Material shown
Issue #234, opened 2022-12-02
Documentation issue: ordered/geoJSON on collection.add_geo_index


Adrian-at-CrimsonAzure:
In the base collection, it seems like the `ordered` index value is incorrectly documented. According to the[ArangoDB docs](https://www.arangodb.com/docs/stable/indexing-geo.html) this `geoJSON` being set to true turns on geoJSON support/indexing. Here in the docstring nothing of the sort is mentioned, and it implies that it has something to do with coordinate ordering.
https://github.com/ArangoDB-Community/python-arango/blob/86411ef40dc22b51a21eccdce8cc179b46d322f1/arango/collection.py#L1169-L1200

It took me way too long to figure out how to turn on geoJSON support because of this.

joowani:
Thank you for the report @Adrian-at-CrimsonAuzre. Will take a look when my time allows.

PR #318, opened 2024-01-19
breaking: fix `geoJson` parameter

aMahanna:
Closes https://github.com/ArangoDB-Community/python-arango/issues/234

Not sure how else to handle this

We are currently using the parameter name `ordered` to specify whether a Geo Index should be created using GeoJson data-format or not, which can be confusing to users.

This PR just renames the parameter to `geo_json`

Ref: https://docs.arangodb.com/3.11/index-and-search/indexing/working-with-indexes/geo-spatial-indexes/

### DIFF
--- a/arango/collection.py
+++ b/arango/collection.py
@@ -1385,7 +1385,9 @@ class Collection(ApiGroup):
             with at least two floats. Documents with missing fields or invalid
             values are excluded.
         :type fields: str | [str]
-        :param geo_json: Whether to use GeoJSON data-format or not.
+        :param geo_json: Whether to use GeoJSON data-format or not. This
+            parameter has been renamed from `ordered`. See Github Issue
+            #234 for more details.
         :type geo_json: bool | None
         :param name: Optional name for the index.
         :type name: str | None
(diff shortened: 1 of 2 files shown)


apetenchea (approved):
I agree with this change. Unfortunately there's no easy way around it. We'll have to state it clearly in the release notes.
It's worth doing a major release anyway, since we're adding support for multiple features.
As a user, at least the fix should be pretty obvious from the documentation.

arango/collection.py
```diff
@@ -1385,8 +1385,8 @@ def add_geo_index(
             with at least two floats. Documents with missing fields or invalid
             values are excluded.
         :type fields: str | [str]
-        :param ordered: Whether the order is longitude, then latitude.
-        :type ordered: bool | None
+        :param geo_json: Whether to use GeoJSON data-format or not.
```
apetenchea, line 1388: Might be helpful to mention the change in the docs, so that users may spot the issue easily.
```
Whether to use GeoJSON data-format or not. This parameter has been renamed from `ordered`.
```

aMahanna: good call, added in [5b0d0ae](https://github.com/ArangoDB-Community/python-arango/pull/318/commits/5b0d0aec9555231c5a8428fa6cac5fbc69209d88)

apetenchea (approved):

About this exercise
Everything from the line with "for more details." through the end of the listing, both ends included, needs to be transcribed exactly, with no other lines.

Response box
+            #234 for more details.
         :type geo_json: bool | None
         :param name: Optional name for the index.
         :type name: str | None
(diff shortened: 1 of 2 files shown)


apetenchea (approved):
I agree with this change. Unfortunately there's no easy way around it. We'll have to state it clearly in the release notes.
It's worth doing a major release anyway, since we're adding support for multiple features.
As a user, at least the fix should be pretty obvious from the documentation.

arango/collection.py
```diff
@@ -1385,8 +1385,8 @@ def add_geo_index(
             with at least two floats. Documents with missing fields or invalid
             values are excluded.
         :type fields: str | [str]
-        :param ordered: Whether the order is longitude, then latitude.
-        :type ordered: bool | None
+        :param geo_json: Whether to use GeoJSON data-format or not.
```
apetenchea, line 1388: Might be helpful to mention the change in the docs, so that users may spot the issue easily.
```
Whether to use GeoJSON data-format or not. This parameter has been renamed from `ordered`.
```

aMahanna: good call, added in [5b0d0ae](https://github.com/ArangoDB-Community/python-arango/pull/318/commits/5b0d0aec9555231c5a8428fa6cac5fbc69209d88)

apetenchea (approved):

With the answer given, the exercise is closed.